**Exercise objective**
Please copy every line from the following entries in which the word "files" appears.

**Entries provided**
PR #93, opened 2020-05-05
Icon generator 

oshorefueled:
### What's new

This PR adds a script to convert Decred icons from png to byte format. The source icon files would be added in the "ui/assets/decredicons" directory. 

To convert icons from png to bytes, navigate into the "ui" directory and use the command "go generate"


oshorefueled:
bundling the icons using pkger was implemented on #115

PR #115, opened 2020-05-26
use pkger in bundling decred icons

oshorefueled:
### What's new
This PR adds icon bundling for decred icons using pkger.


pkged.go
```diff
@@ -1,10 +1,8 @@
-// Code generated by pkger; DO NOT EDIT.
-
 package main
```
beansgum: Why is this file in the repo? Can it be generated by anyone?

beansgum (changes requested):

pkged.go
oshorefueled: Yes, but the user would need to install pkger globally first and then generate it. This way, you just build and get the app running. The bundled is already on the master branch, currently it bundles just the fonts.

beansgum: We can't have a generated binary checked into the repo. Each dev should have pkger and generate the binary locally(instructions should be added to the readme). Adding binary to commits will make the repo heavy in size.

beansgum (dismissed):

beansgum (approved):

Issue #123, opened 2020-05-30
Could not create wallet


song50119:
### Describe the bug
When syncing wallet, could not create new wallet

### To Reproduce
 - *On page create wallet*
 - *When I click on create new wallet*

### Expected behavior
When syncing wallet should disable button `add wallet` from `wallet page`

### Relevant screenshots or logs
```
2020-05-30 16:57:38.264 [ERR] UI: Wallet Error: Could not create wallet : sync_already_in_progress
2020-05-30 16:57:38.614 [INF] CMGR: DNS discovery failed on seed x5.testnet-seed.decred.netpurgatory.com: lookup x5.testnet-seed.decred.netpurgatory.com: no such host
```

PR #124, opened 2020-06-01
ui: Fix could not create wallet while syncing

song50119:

==

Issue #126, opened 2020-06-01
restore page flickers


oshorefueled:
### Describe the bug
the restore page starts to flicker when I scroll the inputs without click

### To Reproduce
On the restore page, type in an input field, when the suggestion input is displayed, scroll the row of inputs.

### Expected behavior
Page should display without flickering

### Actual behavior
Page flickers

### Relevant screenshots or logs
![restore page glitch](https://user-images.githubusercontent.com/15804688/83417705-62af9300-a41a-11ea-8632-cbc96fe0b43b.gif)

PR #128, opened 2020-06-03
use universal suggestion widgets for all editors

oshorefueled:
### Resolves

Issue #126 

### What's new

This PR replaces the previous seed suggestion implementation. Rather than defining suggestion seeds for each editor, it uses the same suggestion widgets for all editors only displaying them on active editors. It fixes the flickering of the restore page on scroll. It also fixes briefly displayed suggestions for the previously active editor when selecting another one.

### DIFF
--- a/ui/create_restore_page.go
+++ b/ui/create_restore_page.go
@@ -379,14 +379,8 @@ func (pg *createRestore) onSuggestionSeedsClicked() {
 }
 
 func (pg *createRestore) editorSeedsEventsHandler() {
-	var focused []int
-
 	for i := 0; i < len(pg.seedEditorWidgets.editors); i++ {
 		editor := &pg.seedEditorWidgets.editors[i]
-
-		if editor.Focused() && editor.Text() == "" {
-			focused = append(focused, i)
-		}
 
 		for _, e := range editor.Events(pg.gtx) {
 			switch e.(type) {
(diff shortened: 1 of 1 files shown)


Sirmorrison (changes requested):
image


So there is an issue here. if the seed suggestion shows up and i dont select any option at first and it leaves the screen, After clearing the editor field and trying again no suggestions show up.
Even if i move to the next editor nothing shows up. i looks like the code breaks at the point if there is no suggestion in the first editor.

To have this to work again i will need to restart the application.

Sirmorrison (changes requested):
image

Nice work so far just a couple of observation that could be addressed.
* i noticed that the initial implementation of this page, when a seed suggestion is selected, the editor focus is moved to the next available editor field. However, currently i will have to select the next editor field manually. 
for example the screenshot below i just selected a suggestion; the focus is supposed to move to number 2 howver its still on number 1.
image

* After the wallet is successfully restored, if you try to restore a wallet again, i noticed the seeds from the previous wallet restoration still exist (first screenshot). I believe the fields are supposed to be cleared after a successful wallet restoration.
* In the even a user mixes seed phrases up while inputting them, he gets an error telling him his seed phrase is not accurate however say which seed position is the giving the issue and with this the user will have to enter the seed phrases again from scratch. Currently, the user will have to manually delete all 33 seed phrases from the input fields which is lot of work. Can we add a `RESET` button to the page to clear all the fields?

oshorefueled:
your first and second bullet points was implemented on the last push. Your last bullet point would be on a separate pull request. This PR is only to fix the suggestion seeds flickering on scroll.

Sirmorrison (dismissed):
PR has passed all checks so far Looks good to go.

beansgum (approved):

**Exercise response**
This PR adds a script to convert Decred icons from png to byte format. The source icon files would be added in the "ui/assets/decredicons" directory. 
(diff shortened: 1 of 1 files shown)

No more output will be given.